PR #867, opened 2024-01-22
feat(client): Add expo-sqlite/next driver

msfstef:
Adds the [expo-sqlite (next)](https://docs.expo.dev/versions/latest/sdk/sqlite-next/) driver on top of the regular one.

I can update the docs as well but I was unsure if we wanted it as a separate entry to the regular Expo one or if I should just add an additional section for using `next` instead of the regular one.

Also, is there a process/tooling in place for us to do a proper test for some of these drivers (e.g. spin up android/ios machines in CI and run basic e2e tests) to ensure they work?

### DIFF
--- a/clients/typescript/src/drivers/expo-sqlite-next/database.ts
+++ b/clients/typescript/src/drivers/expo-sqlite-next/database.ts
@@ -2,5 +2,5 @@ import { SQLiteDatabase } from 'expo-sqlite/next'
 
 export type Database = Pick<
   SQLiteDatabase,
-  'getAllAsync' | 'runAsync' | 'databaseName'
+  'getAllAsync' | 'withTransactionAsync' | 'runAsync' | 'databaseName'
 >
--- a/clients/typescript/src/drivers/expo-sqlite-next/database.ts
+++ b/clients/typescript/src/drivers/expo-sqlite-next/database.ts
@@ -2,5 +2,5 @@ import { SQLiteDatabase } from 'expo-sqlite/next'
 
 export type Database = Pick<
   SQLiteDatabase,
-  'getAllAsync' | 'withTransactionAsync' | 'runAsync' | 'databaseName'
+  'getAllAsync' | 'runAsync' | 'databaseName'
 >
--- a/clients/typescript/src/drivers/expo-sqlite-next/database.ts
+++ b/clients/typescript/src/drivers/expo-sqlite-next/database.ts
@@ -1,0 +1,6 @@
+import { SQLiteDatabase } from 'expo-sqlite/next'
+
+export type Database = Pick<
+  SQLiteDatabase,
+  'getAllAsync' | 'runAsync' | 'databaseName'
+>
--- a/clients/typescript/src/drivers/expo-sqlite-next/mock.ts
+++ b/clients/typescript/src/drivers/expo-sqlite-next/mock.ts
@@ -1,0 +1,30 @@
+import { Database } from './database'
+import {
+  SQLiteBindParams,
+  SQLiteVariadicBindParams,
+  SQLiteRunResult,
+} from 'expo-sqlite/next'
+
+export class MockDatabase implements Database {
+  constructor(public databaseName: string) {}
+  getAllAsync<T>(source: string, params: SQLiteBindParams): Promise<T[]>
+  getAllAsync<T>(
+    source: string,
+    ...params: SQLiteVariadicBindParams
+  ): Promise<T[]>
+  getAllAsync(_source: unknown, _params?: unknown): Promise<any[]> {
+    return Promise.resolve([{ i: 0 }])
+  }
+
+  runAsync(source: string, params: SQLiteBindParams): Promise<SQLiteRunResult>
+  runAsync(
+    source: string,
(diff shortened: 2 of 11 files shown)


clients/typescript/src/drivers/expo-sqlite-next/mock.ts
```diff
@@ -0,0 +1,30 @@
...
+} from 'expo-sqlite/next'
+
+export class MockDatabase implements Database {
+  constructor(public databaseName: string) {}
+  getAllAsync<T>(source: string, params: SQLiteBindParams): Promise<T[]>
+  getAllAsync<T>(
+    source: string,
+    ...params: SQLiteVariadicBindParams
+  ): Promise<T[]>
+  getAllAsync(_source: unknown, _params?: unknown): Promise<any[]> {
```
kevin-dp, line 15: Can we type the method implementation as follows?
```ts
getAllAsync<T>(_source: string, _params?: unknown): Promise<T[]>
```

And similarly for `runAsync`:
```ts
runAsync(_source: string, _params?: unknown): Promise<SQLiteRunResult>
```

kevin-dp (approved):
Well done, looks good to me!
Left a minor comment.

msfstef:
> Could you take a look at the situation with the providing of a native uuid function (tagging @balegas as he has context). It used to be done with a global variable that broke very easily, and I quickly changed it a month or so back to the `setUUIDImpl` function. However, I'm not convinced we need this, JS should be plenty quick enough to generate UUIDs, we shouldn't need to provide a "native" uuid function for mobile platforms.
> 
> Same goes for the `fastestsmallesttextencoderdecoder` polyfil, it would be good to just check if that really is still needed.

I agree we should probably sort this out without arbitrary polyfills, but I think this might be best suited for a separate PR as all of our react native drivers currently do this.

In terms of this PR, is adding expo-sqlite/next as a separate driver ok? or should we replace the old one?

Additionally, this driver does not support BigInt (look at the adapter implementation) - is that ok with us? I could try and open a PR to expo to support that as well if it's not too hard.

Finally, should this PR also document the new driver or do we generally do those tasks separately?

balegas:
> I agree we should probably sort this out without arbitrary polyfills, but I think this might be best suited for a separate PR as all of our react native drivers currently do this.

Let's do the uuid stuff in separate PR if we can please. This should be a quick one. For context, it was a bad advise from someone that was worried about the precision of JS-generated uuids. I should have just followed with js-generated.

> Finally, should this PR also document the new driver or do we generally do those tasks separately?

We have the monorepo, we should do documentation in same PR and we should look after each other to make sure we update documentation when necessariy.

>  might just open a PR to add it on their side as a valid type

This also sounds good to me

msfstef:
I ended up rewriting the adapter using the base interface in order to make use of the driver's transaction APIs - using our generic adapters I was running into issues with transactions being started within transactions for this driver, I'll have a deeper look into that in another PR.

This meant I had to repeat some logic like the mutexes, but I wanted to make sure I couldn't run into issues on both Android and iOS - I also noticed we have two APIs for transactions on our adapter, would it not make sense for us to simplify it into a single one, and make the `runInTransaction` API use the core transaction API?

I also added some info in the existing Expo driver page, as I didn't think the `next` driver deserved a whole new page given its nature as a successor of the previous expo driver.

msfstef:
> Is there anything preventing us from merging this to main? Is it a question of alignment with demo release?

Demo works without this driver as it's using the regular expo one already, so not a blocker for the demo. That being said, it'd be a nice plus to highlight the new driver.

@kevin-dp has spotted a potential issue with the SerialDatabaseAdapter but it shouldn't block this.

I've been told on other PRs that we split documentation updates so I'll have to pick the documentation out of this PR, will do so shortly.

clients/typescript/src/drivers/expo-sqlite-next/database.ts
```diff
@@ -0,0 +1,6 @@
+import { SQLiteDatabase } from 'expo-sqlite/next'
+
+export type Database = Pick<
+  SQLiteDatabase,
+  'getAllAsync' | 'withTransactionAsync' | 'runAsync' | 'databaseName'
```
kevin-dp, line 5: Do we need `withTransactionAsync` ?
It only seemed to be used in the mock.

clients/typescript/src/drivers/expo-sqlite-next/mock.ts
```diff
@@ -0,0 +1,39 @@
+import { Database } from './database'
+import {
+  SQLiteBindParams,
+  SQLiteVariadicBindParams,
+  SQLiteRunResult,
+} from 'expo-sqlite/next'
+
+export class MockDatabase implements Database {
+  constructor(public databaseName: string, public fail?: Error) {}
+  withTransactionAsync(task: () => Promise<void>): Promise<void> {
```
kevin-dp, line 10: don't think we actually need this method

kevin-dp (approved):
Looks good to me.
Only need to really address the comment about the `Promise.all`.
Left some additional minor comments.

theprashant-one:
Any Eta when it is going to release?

_ _ _ _

*EXERCISE AIM:*
From the first line to the last, return the material exactly.

*RESPONSE TO THE TASK:*
PR #867, opened 2024-01-22
feat(client): Add expo-sqlite/next driver

msfstef:
Adds the [expo-sqlite (next)](https://docs.expo.dev/versions/latest/sdk/sqlite-next/) driver on top of the regular one.

I can update the docs as well but I was unsure if we wanted it as a separate entry to the regular Expo one or if I should just add an additional section for using `next` instead of the regular one.

Also, is there a process/tooling in place for us to do a proper test for some of these drivers (e.g. spin up android/ios machines in CI and run basic e2e tests) to ensure they work?

### DIFF
--- a/clients/typescript/src/drivers/expo-sqlite-next/database.ts
+++ b/clients/typescript/src/drivers/expo-sqlite-next/database.ts
@@ -2,5 +2,5 @@ import { SQLiteDatabase } from 'expo-sqlite/next'
 
 export type Database = Pick<
   SQLiteDatabase,
-  'getAllAsync' | 'runAsync' | 'databaseName'
+  'getAllAsync' | 'withTransactionAsync' | 'runAsync' | 'databaseName'
 >
--- a/clients/typescript/src/drivers/expo-sqlite-next/database.ts
+++ b/clients/typescript/src/drivers/expo-sqlite-next/database.ts
@@ -2,5 +2,5 @@ import { SQLiteDatabase } from 'expo-sqlite/next'
 
 export type Database = Pick<
   SQLiteDatabase,
-  'getAllAsync' | 'withTransactionAsync' | 'runAsync' | 'databaseName'
+  'getAllAsync' | 'runAsync' | 'databaseName'
 >
--- a/clients/typescript/src/drivers/expo-sqlite-next/database.ts
+++ b/clients/typescript/src/drivers/expo-sqlite-next/database.ts
@@ -1,0 +1,6 @@
+import { SQLiteDatabase } from 'expo-sqlite/next'
+
+export type Database = Pick<
+  SQLiteDatabase,
+  'getAllAsync' | 'runAsync' | 'databaseName'
+>
--- a/clients/typescript/src/drivers/expo-sqlite-next/mock.ts
+++ b/clients/typescript/src/drivers/expo-sqlite-next/mock.ts
@@ -1,0 +1,30 @@
+import { Database } from './database'
+import {
+  SQLiteBindParams,
+  SQLiteVariadicBindParams,
+  SQLiteRunResult,
+} from 'expo-sqlite/next'
+
+export class MockDatabase implements Database {
+  constructor(public databaseName: string) {}
+  getAllAsync<T>(source: string, params: SQLiteBindParams): Promise<T[]>
+  getAllAsync<T>(
+    source: string,
+    ...params: SQLiteVariadicBindParams
+  ): Promise<T[]>
+  getAllAsync(_source: unknown, _params?: unknown): Promise<any[]> {
+    return Promise.resolve([{ i: 0 }])
+  }
+
+  runAsync(source: string, params: SQLiteBindParams): Promise<SQLiteRunResult>
+  runAsync(
+    source: string,
(diff shortened: 2 of 11 files shown)


clients/typescript/src/drivers/expo-sqlite-next/mock.ts
```diff
@@ -0,0 +1,30 @@
...
+} from 'expo-sqlite/next'
+
+export class MockDatabase implements Database {
+  constructor(public databaseName: string) {}
+  getAllAsync<T>(source: string, params: SQLiteBindParams): Promise<T[]>
+  getAllAsync<T>(
+    source: string,
+    ...params: SQLiteVariadicBindParams
+  ): Promise<T[]>
+  getAllAsync(_source: unknown, _params?: unknown): Promise<any[]> {
```
kevin-dp, line 15: Can we type the method implementation as follows?
```ts
getAllAsync<T>(_source: string, _params?: unknown): Promise<T[]>
```

And similarly for `runAsync`:
```ts
runAsync(_source: string, _params?: unknown): Promise<SQLiteRunResult>
```

kevin-dp (approved):
Well done, looks good to me!
Left a minor comment.

msfstef:
> Could you take a look at the situation with the providing of a native uuid function (tagging @balegas as he has context). It used to be done with a global variable that broke very easily, and I quickly changed it a month or so back to the `setUUIDImpl` function. However, I'm not convinced we need this, JS should be plenty quick enough to generate UUIDs, we shouldn't need to provide a "native" uuid function for mobile platforms.
> 
> Same goes for the `fastestsmallesttextencoderdecoder` polyfil, it would be good to just check if that really is still needed.

I agree we should probably sort this out without arbitrary polyfills, but I think this might be best suited for a separate PR as all of our react native drivers currently do this.

In terms of this PR, is adding expo-sqlite/next as a separate driver ok? or should we replace the old one?

Additionally, this driver does not support BigInt (look at the adapter implementation) - is that ok with us? I could try and open a PR to expo to support that as well if it's not too hard.

Finally, should this PR also document the new driver or do we generally do those tasks separately?

balegas:
> I agree we should probably sort this out without arbitrary polyfills, but I think this might be best suited for a separate PR as all of our react native drivers currently do this.

Let's do the uuid stuff in separate PR if we can please. This should be a quick one. For context, it was a bad advise from someone that was worried about the precision of JS-generated uuids. I should have just followed with js-generated.

> Finally, should this PR also document the new driver or do we generally do those tasks separately?

We have the monorepo, we should do documentation in same PR and we should look after each other to make sure we update documentation when necessariy.

>  might just open a PR to add it on their side as a valid type

This also sounds good to me

msfstef:
I ended up rewriting the adapter using the base interface in order to make use of the driver's transaction APIs - using our generic adapters I was running into issues with transactions being started within transactions for this driver, I'll have a deeper look into that in another PR.

This meant I had to repeat some logic like the mutexes, but I wanted to make sure I couldn't run into issues on both Android and iOS - I also noticed we have two APIs for transactions on our adapter, would it not make sense for us to simplify it into a single one, and make the `runInTransaction` API use the core transaction API?

I also added some info in the existing Expo driver page, as I didn't think the `next` driver deserved a whole new page given its nature as a successor of the previous expo driver.

msfstef:
> Is there anything preventing us from merging this to main? Is it a question of alignment with demo release?

Demo works without this driver as it's using the regular expo one already, so not a blocker for the demo. That being said, it'd be a nice plus to highlight the new driver.

@kevin-dp has spotted a potential issue with the SerialDatabaseAdapter but it shouldn't block this.

I've been told on other PRs that we split documentation updates so I'll have to pick the documentation out of this PR, will do so shortly.

clients/typescript/src/drivers/expo-sqlite-next/database.ts
```diff
@@ -0,0 +1,6 @@
+import { SQLiteDatabase } from 'expo-sqlite/next'
+
+export type Database = Pick<
+  SQLiteDatabase,
+  'getAllAsync' | 'withTransactionAsync' | 'runAsync' | 'databaseName'
```
kevin-dp, line 5: Do we need `withTransactionAsync` ?
It only seemed to be used in the mock.

clients/typescript/src/drivers/expo-sqlite-next/mock.ts
```diff
@@ -0,0 +1,39 @@
+import { Database } from './database'
+import {
+  SQLiteBindParams,
+  SQLiteVariadicBindParams,
+  SQLiteRunResult,
+} from 'expo-sqlite/next'
+
+export class MockDatabase implements Database {
+  constructor(public databaseName: string, public fail?: Error) {}
+  withTransactionAsync(task: () => Promise<void>): Promise<void> {
```
kevin-dp, line 10: don't think we actually need this method

kevin-dp (approved):
Looks good to me.
Only need to really address the comment about the `Promise.all`.
Left some additional minor comments.

theprashant-one:
Any Eta when it is going to release?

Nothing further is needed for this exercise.